The Court relied upon the observations made by the Hon’ble Apex Court in the case of Municipal Corporation of Delhi v. Birla Cotton Spinning & Weaving Mills, AIR 1968 SC 1232 to hold that read along with the Article 166 of the Constitution. Rules of the Odisha Government Rules of Business, 1956 (OGRB), i.e., Rules 4A, 5, 7, 9 (1), First Schedule of the OGRB; entries 2, 3, 4 of Table VI(A), and the instructions issued by the Governor under the Rules: para 1.IV, would lead to an irresistible conclusion that the ‘Business of Govt.’ regarding the petitioners’ claim pertains to the department of School and Mass Education, i.e., in-charge of the Minister of State (independent charge), department of School and Mass Education, it was placed before him for obtaining ‘Govt. Orders’ and he dealt with it by passing order dated 29.01.2023. Therefore, it has to be held that said decision of the Minister was the decision and order of the State Government.

The Court held that the Rules 8(1) and Rule 4A OGRB, 1956 provide that the matter(s) involving the present lis belong to the First Schedule and is not ordinarily required to be considered at a meeting of the Cabinet. The Rule-5 of the OGRB, 1956 further clarifies that the business of the Government in the Department of School & Mass Education has been assigned by the Governor on the advice of the Chief Minister to the charge of a Minister of State. Therefore, as per the principles laid down in Municipal Corporation of Delhi (supra) the order of the Minister dated 29.01.2013 is Government Order and not a noting in the file as argued by opposite parties.

The Court further placed reliance upon the decision of the Hon’ble Supreme Court in State of Uttaranchal v. Sunil Kumar Vaish, (2011) 8 SCC 670 wherein it was categorically held that even if the competent authority records its opinion in the file on the merits of the matter under consideration, the same cannot be termed as a decision of the Government unless it is sanctified and acted upon by issuing an order in accordance with Articles 77(1) and (2) or Articles 166(1) and (2).

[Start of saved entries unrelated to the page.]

PR #492, opened 2023-01-29
Select's redesign

mvaivre:
Reduce distance to travel with cursor. Automatically detects if Popup is overflowing the window, move it accordingly.

### DIFF
--- a/src/components/Popup.tsx
+++ b/src/components/Popup.tsx
@@ -15,9 +15,10 @@ GNU Lesser General Public License for more details.
 You should have received a copy of the GNU Lesser General Public License
 along with the library. If not, see <http://www.gnu.org/licenses/>.
 */
+
 import { motion } from 'framer-motion'
-import { ReactNode, useRef } from 'react'
-import styled, { CSSProperties } from 'styled-components'
+import { ReactNode, useEffect, useRef, useState } from 'react'
+import styled from 'styled-components'
 
 import { fadeInOutScaleFast } from '@/animations'
 import ModalContainer from '@/modals/ModalContainer'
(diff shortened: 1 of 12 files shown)


mvaivre:
> I noticed that I cannot open the popup anymore using the keyboard.

While fixing this, I've discovered that in the current version, it's impossible to select an option using the keyboard only. I'll fix it.

mvaivre:
> I noticed that I cannot open the popup anymore using the keyboard.
While fixing this, I was struggling with the autofocus not working (ie. first option not selected on popup opening). I just realised that it's already broken on the `v2.0` branch. May be related to a layout change, I'll come back to it later.

mvaivre:
Update: in order to fully fix accessibility and keyboard navigation, I had to stop using native `select` and `option` elements which are not really made for this kind of use.

You can now navigate through options with the arrow keys or tab key. Autofocus works as expected.

nop33:
Since the token branch is still very WIP, maybe it'd make sense to base this branch on v2.0 instead.

I'll keep working on the tokens branch probably later tomorrow or next week and I'll address the tests.

src/components/Popup.tsx
```diff
@@ -15,52 +15,116 @@ GNU Lesser General Public License for more details.
...
-    <Content onClick={(e) => e.stopPropagation()} role="dialog" {...fadeInOutBottomFast}>
+const minMarginToEdge = 25
+const headerHeight = 50
+
+const Popup = ({ children, onBackgroundClick, title, hookCoordinates }: PopupProps) => {
+  const { height: windowHeight, width: windowWidth } = useWindowSize() // Recompute position on window resize
+
+  const contentRef = useRef<HTMLDivElement>(null)
+
+  const [hookOffset, setHookOffset] = useState<Coordinates | undefined>(undefined)
```
nop33, line 43: nit: I have the feeling that this is the same as:

```tsx
const [hookOffset, setHookOffset] = useState<Coordinates>()
```

nop33 (approved):
Nice stuff man! My functional tests pass ✅ 

One nit thing, I notice that the toggle section (ex: passphrase) now opens a bit "too fast" imo 😅

mvaivre:
> One nit thing, I notice that the toggle section (ex: passphrase) now opens a bit "too fast" imo 😅

Yes I agree :) We'll refine those cosmetic details (more anim variations etc.) at the very end!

Against this legal backdrop, the Court held that orders dated 07.02.2013 and 19.03.2013 can be said to have been issued in accordance with Articles 166 (1) and (2). Further, it observed as hereunder:

As already indicated, it is evident that no order by Government, supported by reasons, modifying the decision of the Government order dated 29.01.2013 was ever made after communication of the Government order dated 29.01.2013 to petitioners, other stakeholders and various Government authorities. Therefore, the subsequent ‘reconsideration’ stated in the file and initiated with notes of an Officer, the notings of the Minister following the notes of the officer cannot be held to be order of the Government.

Applying the tests laid down in Commissioner of Police v. Gordhan Das Bhanji : AIR 1952 SC 16: 1951 SCC 1088 and Mohinder Singh Gill v. Chief Election Commission : (1978) 1 SCC 405 reiterated in Opto Circuits (India) Ltd. v. Axis Bank : (2021) 6 SCC 707: AIR 2021 SC 753 Para-12 of SCC), the Court held supplementary/subsequent reasons those may have been furnished before the Court for so called ‘reconsideration’ would not come to aid of sustaining the ‘reconsideration’ and the purported ‘reconsideration’ was held to be bad in law and set aside.

Resultantly, the recall order dated 30.06.2014 passed by the Commissioner-cum-Secretary was held to be invalid and accordingly, set aside. The authorities were directed the entitlements that would accrue to the petitioners as consequences of the orders dated 07.02.2013 and 19.03.2013, the further benefits that are to follow were to be determined forthwith. The monetary benefits were to be calculated and the current benefits were to be granted within eight weeks. The arrears of admissible monetary benefits, if any, that would be due in terms of the orders dated 07.02.2013 and 19.03.2013 were to be calculated by the appropriate authority and released to the petitioners within a period of eight weeks from the date of release of the current dues.